▶ **Required work**: In the listing below, find each line with the string "intention" and report it.

-- Available data follows --

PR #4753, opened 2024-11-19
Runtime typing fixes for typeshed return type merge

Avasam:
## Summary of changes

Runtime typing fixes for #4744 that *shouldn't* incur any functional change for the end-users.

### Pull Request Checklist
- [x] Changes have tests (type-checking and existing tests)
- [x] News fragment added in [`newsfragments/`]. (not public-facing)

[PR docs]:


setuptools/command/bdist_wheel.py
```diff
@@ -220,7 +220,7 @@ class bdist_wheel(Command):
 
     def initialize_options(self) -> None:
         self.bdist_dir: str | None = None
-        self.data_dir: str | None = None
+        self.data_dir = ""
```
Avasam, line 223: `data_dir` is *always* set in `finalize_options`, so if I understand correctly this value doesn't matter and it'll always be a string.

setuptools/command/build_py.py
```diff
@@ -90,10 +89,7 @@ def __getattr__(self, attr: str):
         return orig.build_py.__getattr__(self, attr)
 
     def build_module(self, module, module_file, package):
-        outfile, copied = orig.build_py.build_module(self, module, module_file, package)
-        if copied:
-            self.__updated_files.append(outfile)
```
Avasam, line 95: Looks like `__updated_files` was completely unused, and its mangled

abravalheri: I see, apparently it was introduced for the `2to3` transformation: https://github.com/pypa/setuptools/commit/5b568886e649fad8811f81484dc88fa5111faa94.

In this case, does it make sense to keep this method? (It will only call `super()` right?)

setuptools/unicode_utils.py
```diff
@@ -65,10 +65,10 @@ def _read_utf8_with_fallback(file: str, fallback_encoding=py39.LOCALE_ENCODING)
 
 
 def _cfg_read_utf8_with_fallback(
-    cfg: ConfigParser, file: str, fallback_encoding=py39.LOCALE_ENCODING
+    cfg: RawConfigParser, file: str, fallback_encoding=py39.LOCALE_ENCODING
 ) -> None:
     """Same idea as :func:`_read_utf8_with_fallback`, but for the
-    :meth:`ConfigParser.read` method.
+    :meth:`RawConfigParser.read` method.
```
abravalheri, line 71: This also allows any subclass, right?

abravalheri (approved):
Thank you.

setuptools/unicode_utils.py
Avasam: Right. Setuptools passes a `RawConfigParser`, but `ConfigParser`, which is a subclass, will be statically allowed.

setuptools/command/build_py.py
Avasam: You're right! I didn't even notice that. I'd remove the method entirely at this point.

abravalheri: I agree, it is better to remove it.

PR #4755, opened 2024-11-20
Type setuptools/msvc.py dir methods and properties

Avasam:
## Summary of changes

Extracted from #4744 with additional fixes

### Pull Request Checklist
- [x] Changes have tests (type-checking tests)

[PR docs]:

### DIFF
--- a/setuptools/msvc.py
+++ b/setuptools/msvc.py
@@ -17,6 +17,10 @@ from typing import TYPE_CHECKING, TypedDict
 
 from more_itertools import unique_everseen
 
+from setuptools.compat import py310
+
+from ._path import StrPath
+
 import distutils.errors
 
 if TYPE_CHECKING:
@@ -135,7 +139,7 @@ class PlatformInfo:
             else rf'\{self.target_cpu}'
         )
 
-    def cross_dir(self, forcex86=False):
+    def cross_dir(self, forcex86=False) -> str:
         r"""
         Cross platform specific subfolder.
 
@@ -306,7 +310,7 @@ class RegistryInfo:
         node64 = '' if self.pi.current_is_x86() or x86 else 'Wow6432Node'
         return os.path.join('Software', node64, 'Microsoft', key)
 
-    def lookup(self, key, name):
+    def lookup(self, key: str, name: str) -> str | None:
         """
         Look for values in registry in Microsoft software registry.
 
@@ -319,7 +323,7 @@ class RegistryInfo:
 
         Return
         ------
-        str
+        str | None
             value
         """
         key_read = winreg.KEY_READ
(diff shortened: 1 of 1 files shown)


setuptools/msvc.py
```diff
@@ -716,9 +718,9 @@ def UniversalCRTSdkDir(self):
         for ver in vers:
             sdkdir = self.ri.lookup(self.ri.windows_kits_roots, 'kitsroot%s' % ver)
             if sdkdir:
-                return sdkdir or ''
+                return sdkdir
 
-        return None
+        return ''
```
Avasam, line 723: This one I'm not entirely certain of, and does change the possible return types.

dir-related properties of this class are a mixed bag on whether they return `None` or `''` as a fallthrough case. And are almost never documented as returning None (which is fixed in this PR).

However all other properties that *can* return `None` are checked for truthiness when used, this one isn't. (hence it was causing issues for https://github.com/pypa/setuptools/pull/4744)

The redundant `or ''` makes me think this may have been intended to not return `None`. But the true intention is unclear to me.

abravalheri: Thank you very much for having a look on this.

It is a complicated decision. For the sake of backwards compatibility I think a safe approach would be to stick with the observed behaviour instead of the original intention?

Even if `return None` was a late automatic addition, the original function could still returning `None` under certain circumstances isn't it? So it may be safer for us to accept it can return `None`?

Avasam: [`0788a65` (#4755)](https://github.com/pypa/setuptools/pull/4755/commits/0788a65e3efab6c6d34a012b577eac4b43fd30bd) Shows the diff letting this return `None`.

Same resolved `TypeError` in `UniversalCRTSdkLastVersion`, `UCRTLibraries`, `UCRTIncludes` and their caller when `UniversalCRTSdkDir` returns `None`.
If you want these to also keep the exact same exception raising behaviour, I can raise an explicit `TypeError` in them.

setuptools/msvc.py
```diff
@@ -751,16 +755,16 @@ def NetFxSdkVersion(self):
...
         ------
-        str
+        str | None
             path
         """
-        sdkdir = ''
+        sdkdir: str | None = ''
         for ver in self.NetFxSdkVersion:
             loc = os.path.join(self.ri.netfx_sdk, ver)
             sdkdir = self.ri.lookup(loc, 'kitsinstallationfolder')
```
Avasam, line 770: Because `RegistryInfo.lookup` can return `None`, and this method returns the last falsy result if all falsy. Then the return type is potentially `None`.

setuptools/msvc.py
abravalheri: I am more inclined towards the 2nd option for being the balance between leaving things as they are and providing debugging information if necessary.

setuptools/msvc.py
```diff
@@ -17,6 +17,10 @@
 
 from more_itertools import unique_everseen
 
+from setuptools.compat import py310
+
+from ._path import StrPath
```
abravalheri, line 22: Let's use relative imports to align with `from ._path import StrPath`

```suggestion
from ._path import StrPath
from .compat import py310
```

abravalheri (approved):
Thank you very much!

-- Available data concluded --

▶ **Result below**:
The redundant `or ''` makes me think this may have been intended to not return `None`. But the true intention is unclear to me.
It is a complicated decision. For the sake of backwards compatibility I think a safe approach would be to stick with the observed behaviour instead of the original intention?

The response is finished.